• **DESCRIPTION OF THE TASK**: Transcribe only part of the material below: the lines from the one containing "- Scan elements" through the one containing "Backend implementation", inclusive, exactly as written.

• **TASK MATERIAL**:

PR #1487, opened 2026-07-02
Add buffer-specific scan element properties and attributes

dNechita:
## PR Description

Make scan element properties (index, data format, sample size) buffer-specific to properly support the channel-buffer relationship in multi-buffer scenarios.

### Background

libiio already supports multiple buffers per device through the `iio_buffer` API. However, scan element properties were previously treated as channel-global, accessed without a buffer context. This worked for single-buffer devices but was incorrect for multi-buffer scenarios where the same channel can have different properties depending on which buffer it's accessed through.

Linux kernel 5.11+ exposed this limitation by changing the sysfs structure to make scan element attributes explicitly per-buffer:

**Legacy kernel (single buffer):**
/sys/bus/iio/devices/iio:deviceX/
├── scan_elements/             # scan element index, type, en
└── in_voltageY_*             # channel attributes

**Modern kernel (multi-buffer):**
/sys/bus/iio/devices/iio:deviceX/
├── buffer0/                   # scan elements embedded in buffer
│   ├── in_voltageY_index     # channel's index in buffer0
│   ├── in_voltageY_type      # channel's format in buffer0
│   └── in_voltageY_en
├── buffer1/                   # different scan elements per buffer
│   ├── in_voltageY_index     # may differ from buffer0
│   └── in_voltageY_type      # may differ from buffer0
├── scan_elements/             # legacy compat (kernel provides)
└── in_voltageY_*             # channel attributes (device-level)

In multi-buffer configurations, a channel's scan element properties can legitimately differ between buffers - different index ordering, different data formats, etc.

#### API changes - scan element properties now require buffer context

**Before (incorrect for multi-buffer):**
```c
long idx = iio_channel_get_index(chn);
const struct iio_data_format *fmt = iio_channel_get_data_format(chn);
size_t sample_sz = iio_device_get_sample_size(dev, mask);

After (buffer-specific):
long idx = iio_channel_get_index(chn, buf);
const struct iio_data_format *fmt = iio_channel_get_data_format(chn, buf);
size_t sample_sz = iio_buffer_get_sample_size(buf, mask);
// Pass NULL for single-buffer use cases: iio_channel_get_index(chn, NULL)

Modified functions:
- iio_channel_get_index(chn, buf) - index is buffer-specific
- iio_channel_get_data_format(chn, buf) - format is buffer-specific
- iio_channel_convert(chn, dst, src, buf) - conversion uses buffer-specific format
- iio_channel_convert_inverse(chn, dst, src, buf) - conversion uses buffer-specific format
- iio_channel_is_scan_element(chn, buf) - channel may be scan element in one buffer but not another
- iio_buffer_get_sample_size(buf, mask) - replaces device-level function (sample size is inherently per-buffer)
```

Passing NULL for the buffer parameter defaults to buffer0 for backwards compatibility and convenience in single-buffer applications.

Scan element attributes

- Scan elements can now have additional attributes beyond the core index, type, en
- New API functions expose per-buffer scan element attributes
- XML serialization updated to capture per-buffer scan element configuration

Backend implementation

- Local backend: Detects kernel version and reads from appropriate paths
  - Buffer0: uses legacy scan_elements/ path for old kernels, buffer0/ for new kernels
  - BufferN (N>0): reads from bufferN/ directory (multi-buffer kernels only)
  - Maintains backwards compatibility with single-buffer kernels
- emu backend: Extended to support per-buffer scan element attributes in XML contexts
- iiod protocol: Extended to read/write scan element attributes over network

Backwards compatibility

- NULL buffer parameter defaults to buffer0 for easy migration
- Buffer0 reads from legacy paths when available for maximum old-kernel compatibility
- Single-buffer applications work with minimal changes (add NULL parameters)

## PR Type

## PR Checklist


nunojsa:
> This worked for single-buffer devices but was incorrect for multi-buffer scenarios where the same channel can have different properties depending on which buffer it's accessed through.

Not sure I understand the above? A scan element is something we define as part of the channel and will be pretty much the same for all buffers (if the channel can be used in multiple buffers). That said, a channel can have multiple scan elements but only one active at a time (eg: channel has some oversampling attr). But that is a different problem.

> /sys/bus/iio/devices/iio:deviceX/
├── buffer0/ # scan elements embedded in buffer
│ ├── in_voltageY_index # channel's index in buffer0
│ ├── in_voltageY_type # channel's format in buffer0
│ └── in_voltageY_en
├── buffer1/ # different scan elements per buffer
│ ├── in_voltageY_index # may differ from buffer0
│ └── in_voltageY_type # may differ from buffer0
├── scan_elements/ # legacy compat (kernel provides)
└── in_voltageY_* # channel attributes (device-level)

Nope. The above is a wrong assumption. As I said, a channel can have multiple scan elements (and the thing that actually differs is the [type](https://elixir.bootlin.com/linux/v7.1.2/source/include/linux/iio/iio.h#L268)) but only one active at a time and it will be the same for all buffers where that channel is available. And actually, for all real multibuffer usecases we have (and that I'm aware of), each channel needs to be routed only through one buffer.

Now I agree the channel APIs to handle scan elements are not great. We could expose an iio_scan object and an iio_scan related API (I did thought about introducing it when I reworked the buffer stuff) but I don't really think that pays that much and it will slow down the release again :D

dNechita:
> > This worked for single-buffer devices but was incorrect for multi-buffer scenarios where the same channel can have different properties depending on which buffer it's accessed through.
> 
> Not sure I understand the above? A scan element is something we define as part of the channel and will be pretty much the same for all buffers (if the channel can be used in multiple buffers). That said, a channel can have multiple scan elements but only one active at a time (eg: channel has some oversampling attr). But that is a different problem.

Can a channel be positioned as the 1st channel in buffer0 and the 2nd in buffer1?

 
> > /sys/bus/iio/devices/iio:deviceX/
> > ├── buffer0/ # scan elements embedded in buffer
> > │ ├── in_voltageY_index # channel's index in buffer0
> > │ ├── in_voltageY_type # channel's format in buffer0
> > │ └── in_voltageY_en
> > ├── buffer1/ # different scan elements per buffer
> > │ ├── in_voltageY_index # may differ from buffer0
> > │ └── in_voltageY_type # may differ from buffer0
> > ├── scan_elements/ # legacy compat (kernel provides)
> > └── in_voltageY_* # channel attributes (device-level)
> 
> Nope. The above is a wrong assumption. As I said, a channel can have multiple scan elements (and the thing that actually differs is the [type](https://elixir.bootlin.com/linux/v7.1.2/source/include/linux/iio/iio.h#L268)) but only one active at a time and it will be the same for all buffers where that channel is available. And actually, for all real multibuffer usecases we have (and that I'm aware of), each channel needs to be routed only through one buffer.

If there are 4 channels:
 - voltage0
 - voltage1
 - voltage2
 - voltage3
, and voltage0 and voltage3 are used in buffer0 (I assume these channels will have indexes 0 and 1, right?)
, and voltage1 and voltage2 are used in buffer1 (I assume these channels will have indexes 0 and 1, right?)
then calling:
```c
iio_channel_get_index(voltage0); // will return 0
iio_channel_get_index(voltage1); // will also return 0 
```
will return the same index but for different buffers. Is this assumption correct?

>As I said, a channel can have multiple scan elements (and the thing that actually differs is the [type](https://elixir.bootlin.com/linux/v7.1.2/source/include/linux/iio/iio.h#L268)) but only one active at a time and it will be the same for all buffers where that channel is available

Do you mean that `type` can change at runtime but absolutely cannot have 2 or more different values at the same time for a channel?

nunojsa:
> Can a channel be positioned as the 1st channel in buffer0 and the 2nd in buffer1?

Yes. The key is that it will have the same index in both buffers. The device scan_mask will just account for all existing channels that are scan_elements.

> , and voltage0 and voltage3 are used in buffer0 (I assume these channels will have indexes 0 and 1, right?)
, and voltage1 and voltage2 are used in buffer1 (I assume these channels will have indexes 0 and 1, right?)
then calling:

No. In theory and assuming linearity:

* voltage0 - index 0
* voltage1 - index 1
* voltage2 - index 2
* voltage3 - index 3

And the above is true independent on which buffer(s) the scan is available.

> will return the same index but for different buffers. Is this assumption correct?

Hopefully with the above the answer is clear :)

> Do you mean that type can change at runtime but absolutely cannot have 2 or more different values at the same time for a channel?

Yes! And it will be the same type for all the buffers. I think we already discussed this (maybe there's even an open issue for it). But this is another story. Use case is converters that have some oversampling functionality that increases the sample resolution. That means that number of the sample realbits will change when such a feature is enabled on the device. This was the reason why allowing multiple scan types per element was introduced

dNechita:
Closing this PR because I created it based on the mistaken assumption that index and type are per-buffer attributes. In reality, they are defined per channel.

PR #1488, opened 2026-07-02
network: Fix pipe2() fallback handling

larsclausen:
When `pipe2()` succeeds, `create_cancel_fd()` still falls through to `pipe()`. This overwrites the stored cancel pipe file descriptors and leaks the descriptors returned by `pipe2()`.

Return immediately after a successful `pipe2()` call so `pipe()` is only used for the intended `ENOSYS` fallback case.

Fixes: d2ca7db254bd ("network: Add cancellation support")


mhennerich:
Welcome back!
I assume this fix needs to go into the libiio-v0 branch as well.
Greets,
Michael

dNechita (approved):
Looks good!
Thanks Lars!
...
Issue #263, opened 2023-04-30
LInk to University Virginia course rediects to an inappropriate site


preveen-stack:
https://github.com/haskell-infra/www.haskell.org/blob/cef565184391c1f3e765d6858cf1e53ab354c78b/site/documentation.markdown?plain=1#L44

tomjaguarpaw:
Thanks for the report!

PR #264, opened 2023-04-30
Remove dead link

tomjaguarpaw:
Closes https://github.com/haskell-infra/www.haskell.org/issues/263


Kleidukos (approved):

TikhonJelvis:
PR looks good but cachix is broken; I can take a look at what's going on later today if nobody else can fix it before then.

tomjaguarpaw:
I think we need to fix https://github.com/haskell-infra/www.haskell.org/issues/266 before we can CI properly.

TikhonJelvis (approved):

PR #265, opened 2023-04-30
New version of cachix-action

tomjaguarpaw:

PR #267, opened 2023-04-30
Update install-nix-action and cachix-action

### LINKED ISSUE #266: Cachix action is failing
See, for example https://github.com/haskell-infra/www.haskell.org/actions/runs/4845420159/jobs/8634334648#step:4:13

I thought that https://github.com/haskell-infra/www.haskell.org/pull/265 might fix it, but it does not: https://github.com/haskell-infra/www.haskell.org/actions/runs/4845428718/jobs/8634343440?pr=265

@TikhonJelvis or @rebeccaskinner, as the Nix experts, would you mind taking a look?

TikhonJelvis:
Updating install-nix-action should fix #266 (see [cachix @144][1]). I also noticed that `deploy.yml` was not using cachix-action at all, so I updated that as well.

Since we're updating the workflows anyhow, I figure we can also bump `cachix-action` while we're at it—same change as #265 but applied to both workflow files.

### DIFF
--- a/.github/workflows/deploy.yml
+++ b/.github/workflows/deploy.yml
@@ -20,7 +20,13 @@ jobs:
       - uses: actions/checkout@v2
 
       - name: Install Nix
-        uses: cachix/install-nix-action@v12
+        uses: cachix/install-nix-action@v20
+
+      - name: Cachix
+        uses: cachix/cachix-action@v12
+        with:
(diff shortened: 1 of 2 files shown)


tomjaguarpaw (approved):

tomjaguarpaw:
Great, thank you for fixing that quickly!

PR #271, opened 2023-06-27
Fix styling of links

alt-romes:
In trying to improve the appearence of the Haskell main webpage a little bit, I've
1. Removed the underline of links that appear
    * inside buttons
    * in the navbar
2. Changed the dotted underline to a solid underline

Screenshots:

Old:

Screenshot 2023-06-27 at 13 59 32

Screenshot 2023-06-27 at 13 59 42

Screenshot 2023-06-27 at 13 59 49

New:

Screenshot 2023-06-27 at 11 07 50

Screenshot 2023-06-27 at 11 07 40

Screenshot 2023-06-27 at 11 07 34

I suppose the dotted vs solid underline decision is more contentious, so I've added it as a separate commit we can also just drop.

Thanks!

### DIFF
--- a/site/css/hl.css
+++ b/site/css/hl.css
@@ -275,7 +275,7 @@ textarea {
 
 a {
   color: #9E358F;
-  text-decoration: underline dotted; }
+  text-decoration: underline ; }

• **EXERCISE ANSWER**:
- Scan elements can now have additional attributes beyond the core index, type, en
- New API functions expose per-buffer scan element attributes
- XML serialization updated to capture per-buffer scan element configuration

Backend implementation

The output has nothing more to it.